Hardware Stockholm Syndrome

programmingsimplicity.substack.com

27 points by rajiv_abraham 12 hours ago

Weird article.

Hasn't most code that's been compiled in the last few decades using the x86 frame pointer register (ebp) as a regular register? And C also worked just fine on CPUs that didn't have a dedicated frame pointer.

AFAIK the concepts of the stack and 'subroutine call instructions' existed before C because those concepts are also useful when writing assembly code (subroutines which return to the caller location are about the only way to isolate and share reusable pieces of code, and a stack is useful for deep call hierarchies - for instance some very old CPUs with a dedicated on-chip call-stack or 'return register' only allowed a limited call-depth or even only a single call-depth).

Also it's not like radical approaches in CPU designs are not tried all the time, they just usually fail because hardware and software are not developed in a vacuum, they heavily depend on each other. How much C played a role in that symbiosis can be argued about, but the internal design of modern CPUs doesn't have much in common with their ISA (which is more or less just a thin compatibility wrapper around the actual CPU and really doesn't take up much CPU space).

tdeck 2 hours ago

It's because the historical perspective in this article is really lacking, despite that being the premise of the article.
Not only does the author seem to believe that C was the first popular high-level language, but the claim that hardware provided stack based CALL and RETURN instructions was not universally true. Many systems had no call/return stack, or supported only a single level of subroutine calls (essentially useless for a high level language but maybe useful for some hand written machine code).
FORTRAN compilers often worked by dedicating certain statically allocated RAM locations near a function's machine code for the arguments, return value, and return address for that function. So a function call involved writing to those locations and then performing a branch instruction (not a CALL). This worked absolutely fine if you didn't need recursion. The real benefit of a stack is to support recursion.

summa_tech 9 hours ago

> Look at a modern CPU die. See those frame pointer registers? That stack management hardware? That’s real estate. Silicon. Transistor budget.

You don't. What you see is caches, lots of caches. Huge vector register files. Massive TLBs.

Get real - learn something about modern chips and stop fighting 1980s battles.

burnt-resistor 3 hours ago

This. They're shouting at the sky from whatever squirrels are running around their brains without understanding anything about real CPUs. It's somewhere between a shitpost and AI slop. They offered no better alternative except to bitch about how "imperfect" things are that work. I'd like to see their FOSHW RTL design, test bench, and formal verification for a green field multicore, pipelined, superscalar, SIMD RISC design competitive to RISC-V RV64GC or Arm 64.

wrs 8 hours ago

Given this is rewinding to the 1970s, I expected a mention of CSP [0], or Transputers [1], or systolic arrays [2], or Connection Machines [3], or... The history wasn't quite as one-dimensional as this makes it seem.

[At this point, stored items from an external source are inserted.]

PR #37, opened 2019-02-27
Implement general Gaussian funsor

fritzo:
This implements a minimal `Gaussian` class with interface similar to `Tensor`.

The goal is to generalize Tensor Variable Elimination from discrete random variables to multivariate Gaussian variables. This PR follows the current Funsor pattern of compiling a `Categorical` distribution to a `Tensor`, and making `Tensor` closed under a number of variable elimination operations. I.e. this PR aims to compile `Normal` (and later `MultivariateNormal`) to a `Gaussian` which is closed under operations used in variable elimination.

@eb8680 points out that `Gaussian` is still not closed under all substitutions, specifically nonlinear substitutions. However this problem also affects `Tensor`, which is not closed under real-valued substitutions. @fritzo suggested we try to get `Gaussian` working as well as `Tensor` currently works, and then explore how we can close them under general substitutions.

## Future work

This PR does not attempt to discover affine relationships among variables. That question is for future research, and may be solved by one of: operator fusion, autograd, or general symbolic algebra. Early work on this has been moved to the [gaussian-affine](https://github.com/pyro-ppl/funsor/tree/gaussian-affine) branch.

This PR does not implement an efficient `eager_contract` function; instead we simulate this with the less efficient `Reduce(ops.logaddexp, Binary(ops.add, -, -), reduced_dims)` combination.

## Tasks

- [x] implement `Gaussian.__init__()`
- [x] implement `Gaussian.eager_subs()` (only a very limited version)
- [x] implement `Gaussian.eager_reduce(ops.logaddexp, ...)`
- [x] implement `eager_binary(ops.add, Gaussian, Number)`
- [x] implement `eager_binary(ops.add, Number, Gaussian)`
- [x] implement `eager_binary(ops.add, Gaussian, Tensor)`
- [x] implement `eager_binary(ops.add, Tensor, Gaussian)`
- [x] implement `eager_binary(ops.add, Gaussian, Gaussian)`
- [x] implement `eager_normal(...)` -> `Gaussian` conversion
- [x] update kalman_filter.py
- [x] add tests for `Gaussian`
- [x] add tests for `Normal` -> `Gaussian`
- [x] add `kalman_filter.py` test to Makefile

**Triaged tasks:**
- implement `Gaussian.eager_reduce(ops.add, ...)`
- implement `Affine` class
- implement `to_affine()` function
- implement partial substitution in `eager_subs`


funsor/gaussian.py
```diff
@@ -0,0 +1,182 @@
...
+def eager_binary_gaussian_gaussian(op, lhs, rhs):
+    if op is ops.add:
+
+        if lhs.inputs != rhs.inputs:
+            raise NotImplementedError('TODO align vectors and matrices')
+
+        inputs = lhs.inputs
+        lhs_precision = _scale_tril_to_precision(lhs.scale_tril)
+        rhs_precision = _scale_tril_to_precision(rhs.scale_tril)
+        precision = lhs_precision + rhs_precision
```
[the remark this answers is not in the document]
fritzo: This implements the pointwise sum of two log-density distributions, which corresponds to Gaussian "update" or "fusion". For this op the precisions do add.

funsor/gaussian.py
```diff
@@ -0,0 +1,263 @@
...
+        rhs_log_density, rhs_loc, rhs_precision = rhs_moments
+
+        # Fuse aligned Gaussians.
+        precision = lhs_precision + rhs_precision
+        scale_tril_inv = torch.cholesky(precision)
+        scale_tril = torch.inverse(scale_tril_inv)
+        precision_loc = _mv(lhs_precision, lhs_loc) + _mv(rhs_precision, rhs_loc)
+        loc = _mv(scale_tril, _mv(scale_tril.transpose(-1, 2), precision_loc))
+        log_density = (lhs_log_density + rhs_log_density +  # FIXME add missing terms
+                       _batch_mahalanobis(scale_tril, lhs_loc - rhs_loc))
```
fehiepsi: It seems to me (see [my derivation](https://gist.github.com/fehiepsi/5ef8e09e61604f10607380467eb82006)) that the required term is
```
_batch_mahalanobis(lhs.scale_tril, lhs_loc) + _batch_mahalanobis(rhs.scale_tril, rhs.scale_tril) - _batch_mahalanobis(scale_tril, loc) + (logdet_terms if it is involved??)
```
I am not sure I have derived the terms in a correct way. As a side node, we can use Woobury matrix identity to compute `scale_tril` (to avoid working with precision matrix which involves `inverse` at many places). But we can do it later (I'll update the above gist in the mean time).

fritzo: Thanks @fehiepsi! Yes I'd like to improve the math after this initial PR.

fritzo: @fehiepsi I believe the formula in your derivation is correct, but I believe a more numerically stable version can be arrived at by restricting to a delta term `lhs_loc - rhs_loc`, I believe something like
```
(lhs_loc - rhs_loc)' * ((lhs_precision rhs_precision) / precision) * (lhs_loc - rhs_loc)
```
with suitable realignments. I had derived this for the univariate case, but I'm not sure how to adapt it to multivariate.

fehiepsi: Thanks @fritzo ! I agree that we can cancel some terms involving `c` in the notebook to arrive at your formula with `p_1 p_2 / (p_1 + p_2) = `(cov_1 + cov_2)^{-1}`. I'll work that out tomorrow, including the logdet terms.

fehiepsi: @fritzo I just updated the notebook with come up with the multivariate form of your formula. It is interesting that we can derive a nice form for log density adjustment (it is log density at lhs_loc - rhs_loc of a Gaussian with covariance is the sum of two covariances). Though I still think that using the formula involving Mahalanobis terms is better, we should address it later because this PR is already big!

Please ping me when this PR is ready so I'll take another pass for other places too. :)

fritzo:
@eb8680 This is ready for review. I'm happy to walk you through this on Monday.

@fehiepsi It turns out we need to use the `precision` representation since we sometimes deal with incomplete information (zero eigenvalues in the precision matrix). The only effort I've made to keep things numerically stable in this PR is to ensure all `torch.inverse()` calls happen on an Cholesky factor.

fehiepsi:
@fritzo Agree, using precision matrix also seems natural with the computation. You can use `torch.potrs` with cholesky factor to avoid calling (`torch.inverse` + matmul + matmul) but I guess it does the same thing behind the scene so no need to concern about it. The `quadratic_term` seems new to me. I'll walk through your PR tomorrow to understand what is going on here. :)

fehiepsi:
So no need for me to take a look... +1

eb8680:
@fehiepsi this was a pretty large PR blocking other work, we just wanted to get this merged so we could fix things in smaller followup PRs even if everything isn't perfect.  We'd still really like your feedback (or even PRs fixing things), especially on making the Gaussian math more numerically stable.  Feel free to go through the diff and ask questions here or on Slack!

fehiepsi:
Thanks! Indeed, I'm still not able to understand the logic behind functions `eager_normal(Variable, Tensor, Variable)`, `eager_subs`, `eager_reduce` so it is hard for me to have more comments on this PR. Instead, most of them will just be questions. Because I'm stuck into the traditional viewpoint, it will take me lot of effort to be able to keep up with this line of work. I'll take another chance in the future to get a sense of what the team are doing here. :) It looks interesting by the way!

[0] https://en.wikipedia.org/wiki/Communicating_sequential_proce...

[1] https://en.wikipedia.org/wiki/Transputer

[2] https://en.wikipedia.org/wiki/Systolic_array

[3] https://en.wikipedia.org/wiki/Connection_Machine

lukeh 4 hours ago

XMOS still very much alive. But CSP comes with its own set of challenges which ironically have force one back to using shared memory.

mrheosuper 8 hours ago

>Pong had no software. Zero. It was built entirely from hardware logic chips - flip-flops, counters, comparators. Massively parallel.

And that is what FPGA for.

This strikes me the author lack of hardware knowledge but still try to write a post about hardware.

mcdeltat an hour ago

Would some message passing hardware actually be "better" in terms of performance, efficiency, and ease of construction? I thought moving data between hardware subsystems is generally pretty expensive (e.g. atomic memory instructions, there's a significant performance penalty).

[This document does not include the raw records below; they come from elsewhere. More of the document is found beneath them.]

Issue #9, opened 2019-02-16
Support plates in optimizer


fritzo:
Currently the optimizer handles only non-plated variable elimination, but we'd like to additionally support [tensor variable elimination](https://arxiv.org/abs/1902.03210).

PR #40, opened 2019-03-01
Reinstate opt_einsum-based optimizer

eb8680:
This PR adds an updated version of the old opt_einsum optimizer and tests it against the existing `test_einsum` tests.

Tasks:
- [x] Rewrite `Binary` ops to `Finitary`
- [x] Exploit associativity of `Finitary` ops
- [x] Exploit associativity of `Reduce` ops
- [x] Exploit distributivity for `Reduce` and `Finitary`
- [x] Support multiple semirings
- [x] Support distributivity in mixed terms like `Finitary(Reduce, Finitary)`
- [x] Add HMM-style test cases that only work with optimization enabled
- [x] Add more tests that exercise edge cases

Triaged:
- Distribute `Finitary` ops over one another (no optimizer for this currently)
- Implement tensor variable elimination #9 
- Handle variable name collisons correctly throughout the optimizer instead of assuming global scope

### DIFF
--- a/funsor/optimizer.py
+++ b/funsor/optimizer.py
@@ -178,8 +178,8 @@ def optimize_reduction(op, arg, reduced_vars):
 
         # don't reduce a dimension too early - keep a collections.Counter
         # and only reduce when the dimension is removed from all lhs terms in path
-        reduce_dim_counter.subtract({d: 1 for d in reduced_vars & set(ta.inputs.keys())})
-        reduce_dim_counter.subtract({d: 1 for d in reduced_vars & set(tb.inputs.keys())})
+        reduce_dim_counter.subtract({d: 1 for d in reduced_vars & frozenset(ta.inputs.keys())})
+        reduce_dim_counter.subtract({d: 1 for d in reduced_vars & frozenset(tb.inputs.keys())})
 
         # reduce variables that don't appear in other terms
         both_vars = frozenset(ta.inputs.keys()) | frozenset(tb.inputs.keys())
--- a/funsor/optimizer.py
+++ b/funsor/optimizer.py
@@ -151,11 +151,12 @@ def optimize_reduction(op, arg, reduced_vars):
     size_dict = {}
     for operand in arg.operands:
         inputs.append(frozenset(d for d in operand.inputs.keys()))
-        size_dict.update({k: (REAL_SIZE if v.dtype == 'real' else v.dtype)
+        size_dict.update({k: ((REAL_SIZE * v.num_elements) if v.dtype == 'real' else v.dtype)
                           for k, v in operand.inputs.items()})
     outputs = frozenset().union(*inputs) - reduced_vars
 
     # optimize path with greedy opt_einsum optimizer
+    # TODO switch to new 'auto' strategy when it's released
     path = greedy(inputs, outputs, size_dict)
 
     # convert path IR back to sequence of Reduce(Finitary(...))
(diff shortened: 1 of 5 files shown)


funsor/optimizer.py
```diff
@@ -0,0 +1,205 @@
...
+    r"""
+    Recursively convert large Reduce(Finitary) ops to many smaller versions
+    by reordering execution with a modified opt_einsum optimizer
+    """
+    # build opt_einsum optimizer IR
+    inputs = []
+    size_dict = {}
+    for operand in arg.operands:
+        inputs.append(frozenset(d for d in operand.inputs.keys()))
+        size_dict.update({k: (REAL_SIZE if v.dtype == 'real' else v.dtype)
```
fritzo: Consider setting this to `REAL_SIZE * v.num_elements` so as to account for increased expense of multivariate tensors.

Disclaimer that I'm not a hardware engineer though.

bibanez 10 hours ago

You see innovation in this space a lot in research. For example, Dalorex [1] or Azul [2] for operations on sparse matrices. Currently a more general version of Azul is being developed at MIT with support for arbitrary matrix/graph algorithms with reconfigurable logic.

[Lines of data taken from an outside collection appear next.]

PR #47, opened 2019-03-06
Fix path evaluation order in optimizer

eb8680:
Addresses #9 

This PR fixes the evaluation of pairwise contractions in the optimizer.  Previously the path produced by `opt_einsum` was being interpreted incorrectly, causing optimized evaluation to evaluate the wrong pairs of contractions and produce exponentially large intermediate results.  As a demonstration, I added some large plated HMM contractions to `test_optimizer.py` that would run out of memory without this fix.


eb8680:
Test failures are just numerical instability

PR #54, opened 2019-03-07
Implement Monte Carlo interpretation of Integrate

### LINKED ISSUE #52: Implement Monte Carlo interpretation of .logaddexp()
It appears that the natural way to express Monte Carlo sampling in funsor is with a nonstandard interpretation of `.logaddexp()` reductions. (Note that for numerical stability, we represent densities in log-space; hence expectation is represented by `.logaddexp()` reductions rather than `.sum()` reductions).

To perform sampling on factor graphs, we will orthogonally need #50.

## Tasks

- [ ] #75 Implement monte carlo `.sample()` methods
- [ ] Implement a funsor `Integrate(log_measure, integrand, reduced_vars)`
- [ ] Use `Integrate()` in test_samplers.py to test `Gaussian` moments
- [ ] Implement a `monte_carlo` interpretation that uses samplers in `Integrate()`

fritzo:
Resolves #52 

This PR:
1. Adds an `Integrate(log_measure, integrand, reduced_vars)` funsor.
2. Adds a `monte_carlo` interpretation of the `Integrate` funsor.
3. Changes `.sample()` to include the normalization factor (i.e. `1/product(sample_shape)`).
4. Fixes logs of little flaws:
    - supporting broadcasting of output shape in `Tensor`
    - fixed & clarified some Cholesky manipulations `Gaussian`
    - fixed handling of `torch.nn.Module` in `funsor.torch.function`
    - fixed `GetitemOp.__name__`
    - made `funsor.testing` a little more robust
    - improved `FUNSOR_DEBUG` logging
    - ...

## Tests
- [x] test Tensor-Tensor
- [x] test Gaussian-Gaussian
- [x] regression test for broadcasting bug

## Triaged
- add examples/vae.py to Makefile (moved to #95)


funsor/expectation.py
```diff
@@ -0,0 +1,97 @@
...
+    def eager_subs(self, subs):
+        raise NotImplementedError('TODO')
+
+
+@eager.register(Expectation, Funsor, Funsor, frozenset)
+def eager_expectation(measure, integrand, reduced_vars):
+    return (measure * integrand).reduce(ops.add, reduced_vars)
+
+
+@monte_carlo.register(Expectation, Funsor, Funsor, frozenset)
```
fritzo: @eb8680 @martinjankowiak Here is a sketch of a monte carlo `Expectation` implementation that matches probability factors to the terms they depend on, as in `TraceGraph_ELBO` or `Dice`. This approach isn't quite right, but it is a step towards a feasible design. Thoughts?

eb8680: I spent this afternoon working through implementing a similar `Integrate` class to help myself understand all the issues involved.  I think something like this is basically what we want - let's talk tomorrow.

examples/vae.py
```diff
@@ -0,0 +1,100 @@
...
+        q = q.reduce(ops.add, frozenset(['i']))
+
+        probs = decode(z)
+        x = funsor.Variable('x', bint(28))
+        y = funsor.Variable('y', bint(28))
+        p = dist.Bernoulli(probs[x, y], value=data[x, y])
+        p = p.reduce(ops.add, frozenset(['x', 'y']))
+
+        elbo = funsor.Integrate(q, scale * (p - q), 'z')
+        elbo = elbo.reduce(ops.add, frozenset(['batch']))
```
neerajprad: I see that the `batch` dim is only being referenced here the first time. Do all the funsors above, like `encode`, `dist.Normal` work with arbitrary batch dims on the left?

fritzo: Yes, we've taken care that all funsors "broadcast" to allow arbitrary batch dims.

fritzo:
@eb8680 This is now ready for review. It's probably easier for me to walk you through the changes, rather than split this into smaller PRs. I've split examples/vae.py out as #95 since that involves shape issues.

funsor/gaussian.py
```diff
@@ -26,10 +28,14 @@ def _issubshape(subshape, supershape):
     return True
 
 
-def _log_det_tril(x):
+def _log_det_tri(x):
```
fritzo: It turns out some of our matrices are upper triangular, but that's ok since these functions work with both upper- and lower- triangular matrices.

funsor/gaussian.py
```diff
@@ -317,13 +335,71 @@ def eager_add_gaussian_gaussian(op, lhs, rhs):
...
-    scale_tril = torch.inverse(torch.cholesky(precision))
-    loc = _mv(scale_tril.transpose(-1, -2), _mv(scale_tril, precision_loc))
+    scale_tri = torch.inverse(torch.cholesky(precision)).transpose(-1, -2)
+    loc = _mv(scale_tri, _mv(scale_tri.transpose(-1, -2), precision_loc))
     quadratic_term = _vmv(lhs_precision, loc - lhs_loc) + _vmv(rhs_precision, loc - rhs_loc)
     likelihood = Tensor(-0.5 * quadratic_term, int_inputs)
     return likelihood + Gaussian(loc, precision, inputs)
 
 
+@eager.register(Integrate, Gaussian, Variable, frozenset)
```
fritzo: It would be nice to generalize this to arbitrary polynomials.

funsor/interpreter.py
```diff
@@ -24,12 +25,18 @@ def interpret(cls, *args):
...
         print(indent + ' '.join(typenames))
+
         _STACK_SIZE += 1
         try:
             result = _INTERPRETATION(cls, *args)
         finally:
             _STACK_SIZE -= 1
-        print(indent + '-> ' + type(result).__name__)
+
+        if _DEBUG > 1:
```
fritzo: You can specify `FUNSOR_DEBUG=2` for even more verbose output.

funsor/integrate.py
```diff
@@ -0,0 +1,85 @@
...
+@eager.register(Integrate, Reduce, Funsor, frozenset)
+@integrator
+def eager_integrate(log_measure, integrand, reduced_vars):
+    if log_measure.op is ops.logaddexp:
+        if not log_measure.reduced_vars.isdisjoint(reduced_vars):
+            raise NotImplementedError('TODO alpha convert')
+        arg = Integrate(log_measure.arg, integrand, reduced_vars)
+        return arg.reduce(ops.add, log_measure.reduced_vars)
+
+    return None  # defer to default implementation
```
fritzo: TODO: `return Contract(log_measure.exp(), ...)`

[1] https://ieeexplore.ieee.org/document/10071089 [2] https://ieeexplore.ieee.org/document/10764548

Animats 9 hours ago

If you disallow recursion, or put an upper bound on recursion depth, you can statically allocate all "stack based" objects at compile time. Modula I did this, allowing multithreading on machines which did not have enough memory to allow stack growth. Statically analyzing worst case stack depth is still a thing in real time control.

Not clear that this would speed things up much today.

Panzerschrek 6 hours ago

It's too constrained to statically-analyze the whole program to determine required stack size. You can't have calls via function pointers (even virtual calls), can't call thirdparty code without sources available, can't call any code from a shared library (since analyzing it is impossible). This may work only in very constrained environments, like in embedded world.